Many potato diseases are carried in the tubers. Most fungus disease spores are too tiny to be seen and in small amounts will not usually make a potato inedible. But when the tubers are used as seed potatoes, the fungus will begin to spread as the potato plant begins to grow. One infected potato can infect all the other plants in a field. Viruses are an even more serious problem. The answers to controlling both problems are two-fold. First is continuing the use of "certified" or approved high-quality seed potatoes, and planting in properly-disinfected, disease-free fields; the second lies in continued research into pest management.
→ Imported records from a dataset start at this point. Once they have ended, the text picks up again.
PR #3052, opened 2023-10-24
Let the command line `--help` text be translatable

kcgen:
# Description

Adds the main executable CLI help message to the messaging system.

Excellent suggestion, @Kappa971.

## Related issues

Fixes #3051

In Idaho, the majority of seed potatoes used are grown in Montana and North Dakota. Seed potatoes are inspected by the Idaho Crop Improvement Association (ICIA) before they are certified and sold. The inspector looks for the presence of zero-tolerance diseases such as Bacterial Ring Rot, Corky Ring Spot, and Root-knot Nematode. If any of these diseases are found, the seed potatoes will not be certified. Fusarium Dry Rot, Rhizoctonia Canker, Late Blight infection and Soft Rot must be below established tolerances. Levels of other defects, such as Hollow Heart and Growth cracks, are also established.

In Washington, the State Potato Commission funds seed lot trials which are conducted by scientists at Washington State University. Both seed potato and commercial potato growers provide seed samples which are then planted in the state's commercial growing area. The results of the seed trials are made available to the public. Commercial growers can then select the highest quality seed.